# half banana



## Fix'n it (Mar 12, 2012)

is there a way to protect the cut end of a half banana ?


----------



## Nik333 (Mar 1, 2015)

From whom? 
You can use lemon juice or anything with Vit. C.
Fruit Fresh is as old as the hills, I think it's Ascorbic Acid = Vit. C.


----------



## mark sr (Jun 13, 2017)

As in cutting a banana in two and saving the other half until later? We normally just wrap it with saran wrap on the rare occasion the whole banana doesn't get eaten.


----------



## Old Thomas (Nov 28, 2019)

Eat it.


----------



## Fix'n it (Mar 12, 2012)

ok, and we have : 

1. Vit. C. 
2. saran wrap 
3. eat it 

1. i have to see if we have any, i don't think so.
2. i can do that. 
3. lol. sometimes eating all of one mess's with my innards. on the better days, you don't want to be around me, if you catch my drift .


----------



## Startingover (Apr 18, 2012)

I like frozen bananas. Sorta like a banana ice cream. I slice into small plastic bowl and pop into freezer.


----------



## wooleybooger (Feb 23, 2019)

Fix'n it said:


> ok, and we have :
> 
> 1.* Vit.
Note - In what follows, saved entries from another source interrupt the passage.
PR #175, opened 2019-12-22
Return synthetic resources with negative IDs

whytheplatypus:
A regex for parsing the format of EoB and Coverage resource read requests did not successfully parse synthetic Resource read requests due to their negative IDs. The result was that no synthetic EoB or Coverage resources were found on Read requests.

This updates those regex to allow for the IDs of these Resources to be negative.

### DIFF
--- a/apps/bfd-server/bfd-server-war/src/main/java/gov/cms/bfd/server/war/stu3/providers/CoverageResourceProvider.java
+++ b/apps/bfd-server/bfd-server-war/src/main/java/gov/cms/bfd/server/war/stu3/providers/CoverageResourceProvider.java
@@ -40,7 +40,8 @@ import org.springframework.stereotype.Component;
 @Component
 public final class CoverageResourceProvider implements IResourceProvider {
   /** A {@link Pattern} that will match the {@link Coverage#getId()}s used in this application. */
-  private static final Pattern COVERAGE_ID_PATTERN = Pattern.compile("(.*)-(\\p{Alnum}+)");
+  private static final Pattern COVERAGE_ID_PATTERN =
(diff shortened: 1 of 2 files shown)


whytheplatypus:
good catch, the feature branch didn't change but the base branch did requiring this to be rebased.

apps/bfd-server/bfd-server-war/src/main/java/gov/cms/bfd/server/war/stu3/providers/CoverageResourceProvider.java
```diff
@@ -40,7 +40,8 @@
 @Component
 public final class CoverageResourceProvider implements IResourceProvider {
   /** A {@link Pattern} that will match the {@link Coverage#getId()}s used in this application. */
```
karlmdavis:
```suggestion
   /** A {@link Pattern} that will match the {@link Coverage#getId()}s used in this application, e.g. <code>part-a-1234</code> or <code>part-a--1234</code> (for negative IDs). */
```

apps/bfd-server/bfd-server-war/src/main/java/gov/cms/bfd/server/war/stu3/providers/ExplanationOfBenefitResourceProvider.java
```diff
@@ -50,7 +50,7 @@
    * A {@link Pattern} that will match the {@link ExplanationOfBenefit#getId()}s used in this
    * application.
```
karlmdavis:
```suggestion
    * application, e.g. <code>carrier-1234</code> or <code>carrier--1234</code> (for negative IDs).
```

njdister:
Closing for implementation in #258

C.*
> 2. saran wrap
> ...


 You can use lemon, lime or even orange juice in needed. Anything with ascorbic acid in it.


----------



## Fix'n it (Mar 12, 2012)

frozen Naners, interesting. and i do have orange juice.


----------



## Fix'n it (Mar 12, 2012)

i did the saran wrap thing. and stood the naner on the cut end. worked well. thanx


----------